- **Exercise objective**
Tally the lines below that contain the word "return". Only the total should be given.

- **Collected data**
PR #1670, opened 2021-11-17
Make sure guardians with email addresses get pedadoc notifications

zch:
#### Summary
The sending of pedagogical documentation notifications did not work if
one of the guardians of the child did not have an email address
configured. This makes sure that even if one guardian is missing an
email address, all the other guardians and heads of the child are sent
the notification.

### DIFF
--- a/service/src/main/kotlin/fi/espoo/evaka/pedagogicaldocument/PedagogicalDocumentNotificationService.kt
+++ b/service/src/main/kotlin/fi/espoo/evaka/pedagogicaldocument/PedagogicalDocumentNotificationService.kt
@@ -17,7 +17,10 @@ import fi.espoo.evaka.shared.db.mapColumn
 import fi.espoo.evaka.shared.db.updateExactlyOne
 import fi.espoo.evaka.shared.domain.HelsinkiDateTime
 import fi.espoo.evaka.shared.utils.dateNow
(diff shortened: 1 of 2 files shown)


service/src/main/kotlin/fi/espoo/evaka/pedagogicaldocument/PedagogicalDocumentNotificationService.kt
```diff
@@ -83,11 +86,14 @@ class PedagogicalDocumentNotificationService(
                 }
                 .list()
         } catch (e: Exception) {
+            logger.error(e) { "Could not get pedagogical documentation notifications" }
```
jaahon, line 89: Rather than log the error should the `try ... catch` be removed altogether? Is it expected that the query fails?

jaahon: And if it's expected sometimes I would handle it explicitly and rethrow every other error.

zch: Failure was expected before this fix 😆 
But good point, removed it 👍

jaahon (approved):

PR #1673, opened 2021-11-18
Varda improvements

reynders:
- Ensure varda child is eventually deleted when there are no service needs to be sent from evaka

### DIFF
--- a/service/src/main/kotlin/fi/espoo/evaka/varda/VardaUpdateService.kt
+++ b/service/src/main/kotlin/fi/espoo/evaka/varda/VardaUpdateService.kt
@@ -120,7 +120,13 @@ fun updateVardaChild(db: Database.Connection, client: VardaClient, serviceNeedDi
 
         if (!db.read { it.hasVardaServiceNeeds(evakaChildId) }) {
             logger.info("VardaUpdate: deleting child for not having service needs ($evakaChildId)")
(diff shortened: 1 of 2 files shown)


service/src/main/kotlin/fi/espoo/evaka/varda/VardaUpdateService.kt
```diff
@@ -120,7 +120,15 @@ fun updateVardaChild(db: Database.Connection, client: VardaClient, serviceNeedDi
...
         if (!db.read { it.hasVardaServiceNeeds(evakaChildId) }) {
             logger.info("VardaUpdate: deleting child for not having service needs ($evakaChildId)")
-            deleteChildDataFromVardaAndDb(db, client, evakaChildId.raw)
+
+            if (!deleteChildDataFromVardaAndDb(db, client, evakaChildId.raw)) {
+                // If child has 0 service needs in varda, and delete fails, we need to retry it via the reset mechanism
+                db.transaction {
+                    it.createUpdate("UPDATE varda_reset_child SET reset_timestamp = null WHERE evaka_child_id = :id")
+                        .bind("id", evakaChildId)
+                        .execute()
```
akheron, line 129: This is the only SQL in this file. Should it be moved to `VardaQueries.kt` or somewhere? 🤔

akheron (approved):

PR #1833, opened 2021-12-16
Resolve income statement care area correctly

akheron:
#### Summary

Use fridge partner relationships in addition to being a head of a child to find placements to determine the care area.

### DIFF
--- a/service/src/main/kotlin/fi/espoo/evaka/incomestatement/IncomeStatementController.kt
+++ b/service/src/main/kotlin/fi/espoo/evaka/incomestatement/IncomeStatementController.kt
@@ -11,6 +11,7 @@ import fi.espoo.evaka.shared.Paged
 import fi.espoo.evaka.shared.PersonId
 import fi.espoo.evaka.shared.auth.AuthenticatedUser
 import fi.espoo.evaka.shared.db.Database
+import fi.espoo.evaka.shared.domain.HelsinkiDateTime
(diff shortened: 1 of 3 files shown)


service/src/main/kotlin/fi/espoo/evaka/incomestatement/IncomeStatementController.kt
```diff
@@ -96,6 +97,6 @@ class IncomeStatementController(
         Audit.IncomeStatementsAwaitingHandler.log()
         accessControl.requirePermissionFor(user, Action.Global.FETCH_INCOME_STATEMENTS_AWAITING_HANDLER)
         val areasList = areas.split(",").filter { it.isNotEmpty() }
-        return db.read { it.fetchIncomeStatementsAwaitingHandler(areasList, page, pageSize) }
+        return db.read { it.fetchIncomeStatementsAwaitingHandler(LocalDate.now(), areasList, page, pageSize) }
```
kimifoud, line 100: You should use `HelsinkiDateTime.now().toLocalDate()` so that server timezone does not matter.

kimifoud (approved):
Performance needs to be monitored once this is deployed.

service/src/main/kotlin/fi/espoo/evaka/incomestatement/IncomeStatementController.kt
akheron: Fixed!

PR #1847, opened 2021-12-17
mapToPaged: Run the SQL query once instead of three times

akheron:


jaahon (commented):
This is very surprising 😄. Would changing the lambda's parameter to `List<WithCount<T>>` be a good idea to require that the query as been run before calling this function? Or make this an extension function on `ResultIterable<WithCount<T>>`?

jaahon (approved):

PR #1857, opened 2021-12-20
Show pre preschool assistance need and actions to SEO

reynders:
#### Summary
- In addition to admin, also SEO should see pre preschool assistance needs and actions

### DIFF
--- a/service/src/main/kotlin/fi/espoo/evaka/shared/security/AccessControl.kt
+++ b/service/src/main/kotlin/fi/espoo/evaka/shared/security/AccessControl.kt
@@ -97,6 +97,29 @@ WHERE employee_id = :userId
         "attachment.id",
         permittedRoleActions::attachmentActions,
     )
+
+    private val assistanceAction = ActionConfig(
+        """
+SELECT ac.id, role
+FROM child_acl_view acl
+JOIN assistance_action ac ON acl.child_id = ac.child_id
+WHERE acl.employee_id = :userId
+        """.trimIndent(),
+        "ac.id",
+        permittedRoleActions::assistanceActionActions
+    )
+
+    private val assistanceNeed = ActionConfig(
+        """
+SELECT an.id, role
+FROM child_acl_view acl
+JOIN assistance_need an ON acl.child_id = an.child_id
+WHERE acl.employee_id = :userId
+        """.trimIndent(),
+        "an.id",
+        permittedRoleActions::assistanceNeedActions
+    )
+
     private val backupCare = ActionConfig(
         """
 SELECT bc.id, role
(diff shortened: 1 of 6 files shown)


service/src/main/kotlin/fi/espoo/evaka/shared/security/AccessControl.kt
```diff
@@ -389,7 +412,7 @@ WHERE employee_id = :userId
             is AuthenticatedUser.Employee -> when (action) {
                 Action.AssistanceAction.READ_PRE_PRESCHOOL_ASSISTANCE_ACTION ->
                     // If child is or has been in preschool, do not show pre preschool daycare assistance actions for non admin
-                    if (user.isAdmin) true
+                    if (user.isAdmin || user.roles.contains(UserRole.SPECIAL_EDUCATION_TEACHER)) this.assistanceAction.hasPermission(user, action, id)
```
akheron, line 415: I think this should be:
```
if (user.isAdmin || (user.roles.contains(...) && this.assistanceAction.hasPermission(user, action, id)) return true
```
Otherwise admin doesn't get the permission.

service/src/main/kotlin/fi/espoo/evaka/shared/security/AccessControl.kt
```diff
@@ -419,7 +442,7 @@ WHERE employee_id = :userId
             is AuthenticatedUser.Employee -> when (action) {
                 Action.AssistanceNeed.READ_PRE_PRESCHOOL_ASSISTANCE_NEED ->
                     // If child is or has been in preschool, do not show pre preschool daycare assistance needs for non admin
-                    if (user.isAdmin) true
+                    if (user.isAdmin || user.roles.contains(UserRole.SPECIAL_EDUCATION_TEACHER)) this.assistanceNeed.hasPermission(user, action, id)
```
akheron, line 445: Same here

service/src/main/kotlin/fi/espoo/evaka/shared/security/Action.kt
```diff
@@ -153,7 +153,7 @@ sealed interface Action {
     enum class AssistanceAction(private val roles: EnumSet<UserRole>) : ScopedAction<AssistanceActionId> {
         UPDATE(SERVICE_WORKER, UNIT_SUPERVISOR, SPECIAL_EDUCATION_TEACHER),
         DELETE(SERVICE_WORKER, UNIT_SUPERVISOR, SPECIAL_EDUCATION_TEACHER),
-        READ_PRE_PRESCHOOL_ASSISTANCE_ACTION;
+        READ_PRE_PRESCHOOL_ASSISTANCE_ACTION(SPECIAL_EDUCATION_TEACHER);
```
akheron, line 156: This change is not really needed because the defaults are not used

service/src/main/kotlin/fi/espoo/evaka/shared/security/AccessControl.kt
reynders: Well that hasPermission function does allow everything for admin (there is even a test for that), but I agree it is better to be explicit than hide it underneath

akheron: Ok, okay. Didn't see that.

- **Response to this task**
3